BFS over incoming causal edges only — traces back to root causes. Useful for "why did this happen?" queries.

get_latest_state()

def get_latest_state(self, entity_type: str, entity_value: str) -> dict | None

Returns the most recent temporal edge for an entity. Returns None if no temporal data exists.


Global Singleton

def get_knowledge_graph() -> KnowledgeGraph

Returns the global KnowledgeGraph singleton. Enterprise edition tries TypeDB first and falls back to JSONL on failure. Community edition always uses JSONL.


Minimal Example

from zettelforge.knowledge_graph import KnowledgeGraph

kg = KnowledgeGraph()

# Add nodes and edge
node_a = kg.add_node("Actor", "apt28")
node_b = kg.add_node("Tool", "cobalt strike")
edge_id = kg.add_edge("Actor", "apt28", "Tool", "cobalt strike", "USES_TOOL")

# Query
neighbors = kg.get_neighbors("Actor", "apt28")
for n in neighbors:
    print(f"{n['relationship']} -> {n['node']['entity_type']}:{n['node']['entity_value']}")

# Traverse
paths = kg.traverse("Actor", "apt28", max_depth=2)
for path in paths:
    print(" -> ".join(
        f"{p['from_type']}:{p['from_value']} [{p['relationship']}] {p['to_type']}:{p['to_value']}"
        for p in path
    ))

Full Example

from zettelforge.knowledge_graph import KnowledgeGraph

kg = KnowledgeGraph()

# Add temporal edge
kg.add_temporal_edge(
    from_type="Actor", from_value="apt28",
    to_type="Campaign", to_value="NATO-phishing-2026-Q1",
    relationship="TEMPORAL_BEFORE",
    timestamp="2026-01-15",
)

# Query changes since
changes = kg.get_changes_since("2026-01-01")
for c in changes:
    print(f"[{c['timestamp']}] {c['from']} {c['relationship']} {c['to']}")

# Causal chain: forward
causes = kg.get_causal_edges("Actor", "apt28", max_depth=3)
for edge in causes:
    print(f"Causal: {edge['relationship']}")

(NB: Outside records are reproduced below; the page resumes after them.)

PR #316, opened 2021-03-19
Fix pinning for GCC

krenzland:
Our current pinning method does not work for the GCC compiler.
Or rather, with its standard OpenMP runtime. It sets the affinity mask for the entire process from the OpenMP pinning mask at the beginning of the process. For intel/clang compiler, this only happens after the first OpenMP call.

This PR implements a different strategy:

- Find affinity mask for all OpenMP threads on every process
- Find affinity mask for all OpenMP threads on every *node*
- Pin communication thread to all cores that are not used by OpenMP.

Furthermore, if the option NUMA_AWARE_PINNING is used, we only pin the communication thread to the cores that are not used by OpenMP and that are in on of the numa domains used by OpenMP.
This option needs libnuma which is available basically everywhere (module numactl most often).

Note that the pinning should still work without NUMA_AWARE_PINNING but might be not optimal, depending on how the MPI runtime pins the threads.

### DIFF
--- a/CMakeLists.txt
+++ b/CMakeLists.txt
@@ -199,6 +199,14 @@ if (COMMTHREAD)
   target_compile_definitions(SeisSol-lib PUBLIC USE_COMM_THREAD)
 endif()
 
+if (NUMA_AWARE_PINNING)
+  target_compile_definitions(SeisSol-lib PUBLIC USE_NUMA_AWARE_PINNING)
+  find_package(NUMA REQUIRED)
+
+  target_include_directories(SeisSol-lib SYSTEM PUBLIC ${NUMA_INCLUDE_DIR})
+  target_link_libraries(SeisSol-lib PUBLIC ${NUMA_LIBRARY})
+endif()
+
 #set(HDF5_PREFER_PARALLEL True)
 if (NETCDF)
   find_package(NetCDF REQUIRED)
--- a/cmake/process_users_input.cmake
+++ b/cmake/process_users_input.cmake
@@ -67,7 +67,7 @@ set(MEMORY_LAYOUT "auto" CACHE FILEPATH "A file with a specific memory layout or
 
 option(COMMTHREAD "Use a communication thread for MPI+MP." OFF)
 
-option(NUMA_AWARE_PINNING "Use libnuma to pin threads to correct NUMA nodes" OFF)
+option(NUMA_AWARE_PINNING "Use libnuma to pin threads to correct NUMA nodes" ON)
 
 
 set(LOG_LEVEL "warning" CACHE STRING "Log level for the code")
--- a/cmake/process_users_input.cmake
+++ b/cmake/process_users_input.cmake
@@ -65,8 +65,9 @@ set(NUMBER_OF_FUSED_SIMULATIONS 1 CACHE STRING "A number of fused simulations")
 
 set(MEMORY_LAYOUT "auto" CACHE FILEPATH "A file with a specific memory layout or auto")
 
-
 option(COMMTHREAD "Use a communication thread for MPI+MP." OFF)
+
+option(NUMA_AWARE_PINNING "Use libnuma to pin threads to correct NUMA nodes" OFF)
 
 
 set(LOG_LEVEL "warning" CACHE STRING "Log level for the code")
--- a/src/Parallel/Pin.cpp
+++ b/src/Parallel/Pin.cpp
@@ -43,6 +43,12 @@
 #include <sys/sysinfo.h>
 #include <sched.h>
 #include <sstream>
+#include <set>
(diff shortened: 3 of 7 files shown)


CMakeLists.txt
```diff
@@ -199,6 +199,14 @@ if (COMMTHREAD)
...
 endif()
 
+if (NUMA_AWARE_PINNING)
+  target_compile_definitions(SeisSol-lib PUBLIC USE_NUMA_AWARE_PINNING)
+  find_package(NUMA REQUIRED)
+
+  target_include_directories(SeisSol-lib SYSTEM PUBLIC ${NUMA_INCLUDE_DIR})
+  target_link_libraries(SeisSol-lib PUBLIC ${NUMA_LIBRARY})
+endif()
+
```
uphoffc, line 209: I would invert that NO_NUMA_AWARE_PINNING

-> should be the default but people can disable it if they're lazy

cmake/process_users_input.cmake
```diff
@@ -65,9 +65,10 @@ set(NUMBER_OF_FUSED_SIMULATIONS 1 CACHE STRING "A number of fused simulations")
 
 set(MEMORY_LAYOUT "auto" CACHE FILEPATH "A file with a specific memory layout or auto")
 
-
 option(COMMTHREAD "Use a communication thread for MPI+MP." OFF)
 
+option(NUMA_AWARE_PINNING "Use libnuma to pin threads to correct NUMA nodes" OFF)
```
uphoffc, line 70: -> ON

src/Parallel/Pin.cpp
```diff
@@ -43,6 +43,12 @@
...
 #include <sched.h>
 #include <sstream>
+#include <set>
+#include "Parallel/MPI.h"
+
+#ifdef USE_NUMA_AWARE_PINNING
+#include "numa.h"
+#endif
 
 seissol::parallel::Pinning::Pinning() {
```
uphoffc, line 53: Process mask could be deleted now?

src/Parallel/Pin.cpp
```diff
@@ -74,9 +80,42 @@ cpu_set_t seissol::parallel::Pinning::getWorkerUnionMask() const {
...
+  for (int cpu = 0; cpu < get_nprocs(); ++cpu) {
+    const bool isFree = !CPU_ISSET(cpu, &nodeOpenMpMask);
+    if (isFree) {
+      const int numaNode = numa_node_of_cpu(cpu);
+      const bool isValidNumaNode = numaDomainsOfThisProcess.count(numaNode) != 0;
+      if (isValidNumaNode) {
+        CPU_SET(cpu, &freeMask);
+      }
+    }
+  }
```
uphoffc, line 107: Does SeisSol crash if there is no free cpu? If yes, then it's fine.

(Could be a pathological situation where there is no free core associated with the numa domain. But that's a sign that the affinity settings are messed up.)

src/Parallel/Pin.cpp
```diff
@@ -103,3 +142,28 @@ std::string seissol::parallel::Pinning::maskToString(cpu_set_t const& set) {
...
 }
+
+cpu_set_t seissol::parallel::Pinning::getNodeMask() const {
+  const auto workerMask = getWorkerUnionMask();
+
+  // We have to use this due to the insanity of std::vector<bool>
+  auto workerMaskArray = std::vector<char>( get_nprocs(), 0);
+  for (int cpu = 0; cpu < get_nprocs(); ++cpu) {
+    workerMaskArray[cpu] = CPU_ISSET(cpu, &workerMask);
+  }
```
uphoffc, line 153: My solution is much nicer :D But doesn't matter here.

src/SeisSol.cpp
```diff
@@ -108,10 +108,12 @@ bool seissol::SeisSol::init(int argc, char* argv[])
 
 #ifdef _OPENMP
   logInfo(rank) << "Using OMP with #threads/rank:" << omp_get_max_threads();
-  logInfo(rank) << "Overall affinity            :" << parallel::Pinning::maskToString(
+  logInfo(rank) << "Overall affinity (this process)      :" << parallel::Pinning::maskToString(
       pinning.getProcessMask());
```
uphoffc, line 112: Necessary?

CMakeLists.txt
krenzland: I've kept that as NUMA_AWARE_PINNING because otherwise this would be the only option that is negated. I've made it the default though.

src/SeisSol.cpp
krenzland: No, is actually really confusing when using gcc..

krenzland:
Thanks, Carsten!

uphoffc (approved):

PR #317, opened 2021-03-30
Removed some warnings (gcc, gfortran)

ravil-mobile:
* updated reference to utils and xdmfwriter submodules

The majority of warnings are coming from the following 3 sources:
- Variable<real[kernels::size<tensor::Qane>()]> dofsAne;
- double omega[NUMBER_OF_RELAXATION_MECHANISMS];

# Causal chain: backward (root cause analysis)
root_causes = kg.get_incoming_causal("Campaign", "NATO-phishing-2026-Q1", max_depth=3)
for edge in root_causes:
    print(f"Root cause: {edge['relationship']}")

Legacy Compatibility

The _normalize_edge_schema() function handles mixed-schema edge files where pre-v2.5.1 and v2.5.1+ rows coexist. On load:

  • Entries with edge_id + either canonical or legacy keys are normalized
  • Entries missing edge_id are dropped
  • Entries missing the relationship field (canonical or legacy) are dropped
  • Malformed JSON lines are skipped with a warning count logged

This was a production hotfix (v2.5.1) for long-running deployments where pre-v2.5.x writers left ~80k+ legacy entries in kg_edges.jsonl.